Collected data
Issue #308, opened 2022-11-23
Terraform deployment not working on ARM64


chrisjrd:
System deployment on arm64 platforms is broken. Terraform providers are not available for arm64 using the versions specified.

Address by making the necessary changes to enable successful system deployment. This includes using updated Terraform providers.

riverma:
@chrisjrd - are we planning to use any ARM64 processors for R1,R2?

PR #309, opened 2022-11-23
feat(terraform): fix deployment on ARM64

chrisjrd:
- removed: use of `template_file`/`template` terraform provider
- misc: updated pytest version referenced in setup.py

Refs #308


hhlee445:
This fix works with terraform 1.0.11 as well.

hhlee445:
This fix caused E2E jenkins job to fail. need to test more.

PR #352, opened 2023-01-12
Issue 350: geospatial filter for SLC + CSLC

chrisjrd:
also fixes typos in the SLC S1A and SLC S1B job specs. Typo was a misleading native-id example value. This was using an example valid only for HLS data rather than for SLC.

Refactored ElasticSearch connection management. Only a single, shared connection reference is used in subscriber. Previously, multiple connection objects were created.

fixed typo in integration tests confttest.py. Typo was for index name. Wrong index name results in improper cleanup before test execution, since impacted indexes are never dropped.


hhlee445:
Getting an error as 

```
Traceback (most recent call last):
  File "/export/home/hysdsops/mozart/ops/opera-pcm/data_subscriber/daac_data_subscriber.py", line 39, in <module>
    from geo.geo_util import does_bbox_intersect_north_america
  File "/export/home/hysdsops/mozart/ops/opera-pcm/geo/geo_util.py", line 7, in <module>
    from osgeo import ogr
ModuleNotFoundError: No module named 'osgeo'
```

hhlee445 (approved):

PR #387, opened 2023-02-10
Issue 370 more terraform refactor

philipjyoon:


hhlee445 (changes requested):
PST, INT, and OPS should not use dev-e2e/variables.tf since many variables are different from DEV environment. I recommend to create a common variables.tf for PST, INT, and OPS.
1. RS bucket retention policy is different between DEV and PST. 
2. ASG queue sizes are different between DEV and PST/INT/OPS.
3. AMIs are different from OPS and DEV.

philipjyoon:
My understanding is that variables.tf defines what _can_ change between venues; and override.tf defines what those different values are. It's almost like variables.tf declares variables in a function and overrride defines the values for the variables. 

Variables.tf doesn't have to define the default values but many do probably out of convenience. Agree that different venues can and do have different _values_ for the variables but they all _define_ and _use_ the same variable. Is this correct? In the end variables.tf just defines what the variables are being used in main.tf. We would still have one or more override.tf that's common between certain venues or specific to a venue to account for all the value differences. 

So the idea is to standardize a single variables.tf file because all venues needs the same variable file. Issues I run into is that a new variable is introduced in a build that may or may not functionally affect it and the variable is created in just some of the venues and not all. But this new variable is used in main.tf somewhere. So this makes deployment an exercise of forensics in a way. If we at least use a standardized variables.tf we would get an error at terraform plan stage instead of getting error deep into the deployment. The former will error out in seconds and can be fixed right away; the latter will error out in 40-50 mins and it will take 2+ hr cycle to fix - after figuring out what the new variable that needs to be added.

hhlee445 (commented):
@philipjyoon We should keep ops/variables.tf and ops/override.tf as separate files since it will be different from dev-e2e/variables.tf & override.tf

philipjyoon:
@hhlee445 ops/override.tf is a different file from dev-e2e/overrride.tf. It's its own file.

As for ops/variables.tf vs dev-e2e/variables.tf, the values will be different but would they also have different variables being declared? The latter seems unlikely since they're using the same modules/common/main.tf

hhlee445 (approved):

PR #400, opened 2023-02-28
Issue 373: fix SLC download job running out of disk space

chrisjrd:
fix download job running out of disk space. issue caused by orbit number not being unique enough for a batch of data that can fit onto a worker's disk space.


maseca (approved):
Deployed and queried the past 10 hours of S1A, resulting in ~2.3k download jobs which ran smoothly. Only failures were CNM jobs which are beyond the scope of this issue.

maseca:
Got the disk space error after running for about an hour. Reverted the PR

Directions for this task. Gather from the records above every line containing the string "running".

Solved problem.
Issue 373: fix SLC download job running out of disk space
fix download job running out of disk space. issue caused by orbit number not being unique enough for a batch of data that can fit onto a worker's disk space.
Got the disk space error after running for about an hour. Reverted the PR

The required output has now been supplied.